Evangelio (Lc 9,18-21)
Estaba haciendo oración y se encontraban con él los discípulos. Y les preguntó:
—¿Quién dicen las gentes que soy yo?
Ellos respondieron:
—Juan el Bautista. Pero hay quienes dicen que Elías, y otros que ha resucitado uno de los antiguos profetas.
Pero él les dijo:
—Y vosotros ¿quién decís que soy yo?
Respondió Pedro:
—El Cristo de Dios.
Pero él les amonestó y les ordenó que no dijeran esto a nadie.
Comentario al Evangelio
Cuenta el evangelio de hoy que en una ocasión se encontraba Jesús a solas con sus discípulos. Como era su costumbre, Jesús estaba orando. Aquellos ratos de oración con el Maestro debieron imprimirse con fuerza en la memoria de los apóstoles. Muchos de esos episodios sucederían a cielo abierto. Jesús hablaba sin ruido de palabras con su Padre. Quizás de vez en cuando alzaría la mirada a lo alto.
El silencio sería magnífico. Se percibía con nitidez el susurro del viento, cortado por las afiladas hojas de los pinos; o el balar lejano de una oveja que pastaba en la ladera; incluso el revolotear de los pájaros vibraría en el aire, con ráfagas fugaces.

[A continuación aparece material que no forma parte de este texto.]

PR #64552, opened 2025-05-06
snc-gather: Add logic to create GCP bucket for bundle upload

praveenkumar:


ci-operator/step-registry/gather/snc/gather-snc-commands.sh
```diff
@@ -39,12 +39,24 @@ LD_PRELOAD=/usr/lib64/libnss_wrapper.so gcloud compute scp \
...
+  echo "Bucket 'gs://crc-bundle-${PULL_NUMBER}' already exists. No action needed."
+else
+  echo "create crc-bundle-${PULL_NUMBER} bucket"
+  LD_PRELOAD=/usr/lib64/libnss_wrapper.so gcloud storage buckets create "gs://crc-bundle-${PULL_NUMBER}" \
+      --project "${GOOGLE_PROJECT_ID}"
+fi
+
 echo "Upload the bundle to gcp crc-bundle bucket"
-LD_PRELOAD=/usr/lib64/libnss_wrapper.so gsutil cp /tmp/*.crcbundle gs://crc-bundle/
+LD_PRELOAD=/usr/lib64/libnss_wrapper.so gsutil cp /tmp/*.crcbundle gs://crc-bundle-"${PULL_NUMBER}"/
```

Mientras tanto, los discípulos observarían a su Maestro con gran atención, tratando de imitar su disposición recogida y serena y acompañar su plegaria interior. Judas quizá piensa en sus pequeños afanes y espera inquieto a que aquel rato de oración termine, mientras el joven Juan mira de hito en hito a su Señor. Pedro está sentado también cerca de Jesús y medita quizá en la responsabilidad que va depositando en él el Maestro.
De pronto, la voz hermosa de Jesús quiebra gentilmente el silencio y se descuelga con una pregunta incisiva y dirigida a sus discípulos, sobre el gran misterio de su identidad, ese que todos deberíamos desvelar en esta vida: “¿Quién dicen los hombres que soy yo?”
La pregunta saca a todos de su recogimiento y les deja pensativos. Entonces unos y otros comienzan a narrarle al Maestro lo que han oído sobre Él y sobre su identidad.
Cuando han terminado de ofrecer las distintas versiones de Jesús que se ha forjado la gente, con un contraste muy elocuente, les interroga: “Y vosotros, ¿quién decís que soy yo?”. Vosotros, que oráis junto a mí y por eso recibís dones que otros no tienen, “¿quién decís que soy yo?”
La voz resuelta de Pedro interviene entonces atajando toda tentativa: “El Cristo de Dios”.
La amistad con Jesús pide de nuestra parte una respuesta similar y resuelta, llena de fe, como la de Pedro: “Tú eres el Cristo de Dios”. Esta convicción confiada y forjada en la oración será tan fuerte que cambiará nuestras palabras, nuestras obras y nuestros hábitos.